Built a customer-support AI agent that deflected ~60% of tickets
A support team was drowning in repetitive tickets that the help docs already answered. An AI agent over those docs and past tickets, with order-lookup tools and a clean human handoff, took ~60% of volume off the queue.
The problem
A growing ecommerce team was answering the same questions all day. Roughly two thirds of inbound tickets were "where is my order", "how do I return this", and policy questions the help center already covered, but customers wanted an answer in chat, not a search box. Agents burned out on copy-paste while genuinely hard tickets waited.
The approach
- ▸Indexed the help center plus two years of resolved tickets into pgvector, so the agent answered from real wording customers understood, not just official docs.
- ▸Built the agent in LangGraph with tool-calling to hit the order API and returns system, so it could look up a specific order status instead of giving a generic reply.
- ▸Added a confidence threshold and a clean human handoff that passed the full transcript, so the agent escalated instead of guessing on anything it could not ground.
- ▸Ran it in shadow mode against live tickets for two weeks, scored its answers, and tuned retrieval and prompts before it ever talked to a customer.
The result
- ✓~60% of tickets resolved end to end without a human
- ✓First-response time dropped from ~4 hours to under 30 seconds for deflected chats
- ✓Human agents reclaimed roughly 25 hours a week for complex work
- ✓CSAT on agent-handled chats held within 3 points of human-handled ones
stack: LangGraph · RAG · OpenAI · pgvector · tool-calling
Deflection is a retrieval problem before it is an agent problem
The temptation is to make the agent clever. The actual win was making it accurate and honest about its limits. Most of the volume was a handful of question shapes, so the real work went into retrieval (indexing past tickets, not just docs, because customers ask in their own words) and into the handoff. An agent that confidently invents a refund policy is worse than no agent, so I set a confidence floor and let it say it was escalating. Customers do not mind being handed to a person. They mind waiting four hours for a one-line answer the bot could have given instantly.
Done by Harshit Luthra, an independent infrastructure and AI engineering consultant. Bring me a similar problem →
Questions about this work
How much support volume can an AI agent realistically deflect?+
Here it was ~60%, because that share of tickets was a handful of repeated question shapes the help center already covered (order status, returns, policy). The deflectable share depends on how repetitive your queue is, but most support teams have more of it than they think.

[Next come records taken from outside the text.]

PR #228, opened 2022-02-01
feat(motor-control): Added GPIO addressing for all boards in motor control interrupt routine

caila-marashaj:
[RET-416]

[RET-416]: https://opentrons.atlassian.net/browse/RET-416?atlOrigin=eyJpIjoiNWRkNTljNzYxNjVmNDY3MDlhMDU5Y2ZhYzA5YTRkZjUiLCJwIjoiZ2l0aHViLWNvbS1KU1cifQ

### DIFF
--- a/head/firmware/za_board_gpio.c
+++ b/head/firmware/za_board_gpio.c
@@ -1,0 +1,68 @@
+#include "head/core/za_gpio_constants.h"
+
+/**
+ * @brief LED Driver GPIO Initialization Function
+ * @param None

How do you stop a support agent from making up answers?+
A confidence threshold and a clean human handoff. The agent answered only what it could ground in the docs and past tickets, and escalated everything else with the full transcript. An agent that confidently invents a refund policy is worse than no agent, so it was built to say it was escalating instead.
How do you ship a support agent safely?+
Shadow mode. It ran against live tickets for two weeks, its answers were scored, and retrieval and prompts were tuned before it ever talked to a customer. Indexing two years of resolved tickets (not just official docs) is what let it answer in wording customers actually understood.